Mozilla Ubiquity

The are some interesting things going on at Mozilla Labs. Yesterday, Ubiquity was all over the mailing lists. You can think of it as “what the Humanized folks did next”, or as a commandline for the Web, or as a Webbier sibling to QuickSilver, the MacOSX utility. I prefer to think of it as the Mozilla add-on that distracted me all day. Ubiquity continues Mozilla’s exploration of the potential UI uses of its “awesome bar” (aka Location bar). Ubiquity is invoked on my Mac with alt-space, at which point it’ll enthusiastically try to autocomplete a verb-centric Webby task from whatever I type.

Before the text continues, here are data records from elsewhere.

PR #1847, opened 2024-06-12
🐛 Nav Bar Flicker Bug 

joshbermanssw:
cc: @bradystroud

As per email from @adamcogan

(Checked by Marcus, Eve)

Heya Josh 👋
https://youtu.be/Vagxix6k3ik?si=EdRsEkVCE1vU_vm2

Why at 14:29 does it flicker?
Can you fix?
This PR addresses this issue, re-working how the nav bar fixed mode is set. This was the issue causing the flickering behaviour


bradystroud (approved):
Approving because it fixes the problem, but i dont think its the best solution...

Issue #1840, opened 2024-06-11
🐛 Homepage UI Issues


bettybondoc:
### 🐛 Describe the Bug
UI issues on desktop and mobile view

### 🧑‍💻 Reproduction Steps
1. Go to tina.io on mobile and desktop
2. See UI issues

### 🎯 Expected Behaviour 
Clean UI with enough spacing between elements and consistent alignment/font size

### 💼 Tasks

- [x] Mobile - Add spacing between GIF and heading (see screenshots)
- [x] Mobile - Hero Section - Left-align CTAs
- [x] Mobile - Reduce font size of "Trusted by" (make consistent or smaller than the main heading)
- [x] Desktop - Add spacing between GIF and text (see screenshots)

### ✅ Acceptance Criteria 
- [x] UI issues fixed on both desktop and mobile
- [x] Checked by Betty

### 📸 Screenshots 
![image](https://github.com/tinacms/tina.io/assets/33026270/50a3a2c5-8aa8-486d-8203-dd8b8fcb1097)
**Figure: Mobile - Hero Section**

It does this by consulting a pile of built-in and community-provided Javacript functions, which have access to the Web, your browser (hello, widget security fans)… and it also has access to UI, in terms of an overlaid preview window, as well as a context menu that can actually be genuinely contextual, ie. potentially sensitive to microformat and RDFa markup.

So it might help to think of ubiquity as a cross between The Hobbit, GreaseMonkeyBookmarklets, and Mozilla’s earlier forms of packaged addon. Ok, well it’s not very Hobbit, I just wanted an excuse for this screen grab. But it is about natural language interfaces to complex Webby datasources and services.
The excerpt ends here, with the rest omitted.